PR #159, opened 2022-01-20
Upgrade to newest DynASM for better ARM64 support

undingen:
It contains vreg support for ARM64 + a few encoding fixes.

For amd64 `|.aword =>inst_idx` is now emitting a 8 byte value instead of 4.
Which makes sense but we took advantage of this so I'm now emitting the table manually in order
to not consume twice the memory.

`| mov Rd(r_dst), [Rq(r_inst_idx)*2 + ->opcode_addr_begin]` is now broken.
It will emit a 8byte `->opcode_addr_begin` instead of the 4byte immediate value required by the instruction set.
I filled a bug report https://github.com/LuaJIT/LuaJIT/issues/801 and added a workaround for now.

### DIFF
--- a/Python/aot_ceval_jit.c
+++ b/Python/aot_ceval_jit.c
@@ -1007,17 +1007,18 @@ static void* get_aot_func_addr(Jit* Dst, int opcode, int oparg, int opcache_avai
     return get_addr_of_aot_func(opcode, oparg, opcache_available);
 }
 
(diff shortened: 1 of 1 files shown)


undingen:
I also run the our integration tests on another branch and the succeeded so should be good

kmod:
:+1:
-*-
• _What needs to be done_
Go through the material above, and wherever a line holds the word "support", copy it.

• _Answer box_
Upgrade to newest DynASM for better ARM64 support
It contains vreg support for ARM64 + a few encoding fixes.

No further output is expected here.